The classes in P1.java
code for a lexer that recognizes the lexicon of Nocaf, an almost invisible subset of Java. You are to upgrade it to recognize the lexicon of Decaf, and to skip both //
and /*
comments. A correct solution will be able to read the provided file Algebra.decaf
.
The Decaf lexicon is as follows:
class
else
if
int
boolean
return
static
while
true
false
;
,
(
)
{
}
=
+
-
*
/
%
==
!=
||
&&
Although we listed "true" and "false" with the keywords, formally they are not keywords. They are boolean literals.
This problem shouldn't be too hard once you see how the basic framework works. The most difficult part will be to accomodate the multi-character operators. As it is now, when the Lexer encounters a non-letter non-number character, it immediately grabs it, assumes it's done, and notifies the Token. This needs to change.
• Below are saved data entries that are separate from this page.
PR #1911, opened 2017-04-01
Made it so that ServUO can be launched without a console attached.

techy2493:
Added a try/catch to catch errors on main.cs when launching the server without a connected console.

Also changed how input is listend for on owner account, you now have to
press enter but it not longer requires a console be connected to the
server directly.

### DIFF
--- a/Scripts/Misc/AccountPrompt.cs
+++ b/Scripts/Misc/AccountPrompt.cs
@@ -12,7 +12,9 @@ namespace Server.Misc
                 Console.WriteLine("This server has no accounts.");
                 Console.Write("Do you want to create the owner account now? (y/n)");
 
-                if (Console.ReadKey(true).Key == ConsoleKey.Y)
+                string Key = Console.ReadLine();
+ 
+                if (Key.ToUpper() == "Y")
                 {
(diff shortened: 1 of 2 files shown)


techy2493:
You are probably right. It's what I get for writing code too late at night. I will drop this PR and look at a better approach.

techy2493:
The only problem I have with your suggestion is that user input is not the only way to send input to the console. 

I'm going to leave anywhere that actually requires user input on core.service but change it to console.readline instead of readkey which causes an exception if there is no attached console as I did in this PR. 

This will allow a control service to send input to the system if necessary but not use anything that requires an actual system console. 

@ppardalj  I will tag you in the updated PR.

ppardalj:
@techy2493 what other ways are there for providing input? I mean, for a regular process for sure there are ways such as piping commands or redirecting the standard descriptors, but at the moment ServUO does not use any of these as far as I know. Do you have something in mind? I'd love to hear more :)

Have you tried `Environment.UserInteractive` without an attached console? Can you tell us what is the result? Afaik it could be used in this case to prevent any exception when using `Console.ReadKey`, but now you made me doubt :p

Set up the directory hierarchy and download the files. Then issue the following commands at the Unix prompt:
% cd <your Programming Assignment 1 directory>/p1 % javac P1.java % java P1 ../Empty.nocaf
You should get the following output:
Class "Empty" L-brace Static Int "nothing" L-paren R-paren L-brace R-brace R-brace
The program has digested the input file, which contains a small source text written in Nocaf. The file P1.java
defines three classes:
Scanner
- This class takes care of reading in the source text and feeding its characters to its client, which in this case is Lexer
.Lexer
- This class creates new Tokens
and fills up their spelling
field with characters provided by a Scanner
. It has some primitive knowledge of the language: how to distinguish words, numbers, symbols, and whitespace.Token
- Once a Token
's spelling is set, the Token
decides for itself what kind of token it is and sets its type
field accordingly. The details of the language's lexicon are in here.We will be using this framework for subsequent stages of the programming project; you will be provided with a correct version that incorporates some other useful features. Most notable of these is keeping track of line and character numbers, which makes error messages a lot more useful.
Create a lexer for the same lexicon, but using the automated tool JLex.
The source code (in Java) and documentation for this tool is available at http://www.cs.princeton.edu/~appel/modern/java/JLex. The CS-160 home directory has a pre-compiled version of this tool.
The JLex specification file for recognizing the lexicon of Nocaf is provided for you as P2.jlx
. It should be pretty easy to extend it to recognize Decaf; probably easier than your solution to Problem 1.
(The code for recognizing and skipping comments is already included for you. Explain the meaning of each term in the regular expressions for COMMENT1
and COMMENT2
. Put this explanation in a file called explain
and include it in the p2
directory when you hand in your assignment.)
Do the following:
% cd <your Programming Assignment 1 directory>/p2 % setenv CLASSPATH ".:/fs/cs-cls/cs160/lib" % java JLex.Main P2.jlx % javac P2.jlx.java % java P2 ../Empty.nocaf
You should get the same output you did when running the first program on the nocaf file, except with the additional token "Eof
" at the end.
The documentation provided with this tool is not the greatest. (For example, § 2.3.2 says the characters / ;
and =
are metacharacters for its regular expressions, but doesn't say what for.) However, the template provided in P2.jlx
gives you a good start. Here is a brief description of its contents.
The first section of the file (before the first %%
marker) is Java source that will be copied verbatim into the Lexer that the tool generates. Here we define a simple Token type, with identical fields to the one used in Problem 1. But this is a "dumb" token, without any methods except constructors. Also provided in this section is a main method that instantiates the Lexer by passing in a FileInputStream
. (That's undocumented; to figure it out you have to read the output Java code created by the tool.)
The second section contains directives - instructions about what sorts of regular expressions are to be recognized, and how the Java classes are to be named.
The third section contains the actions - what the Lexer is supposed to do when it recognizes the spellings of specific tokens. In some of these actions, we make a call to yylex()
, a method that returns a String
with the spelling of the token; the method is described in § 2.3.3.3.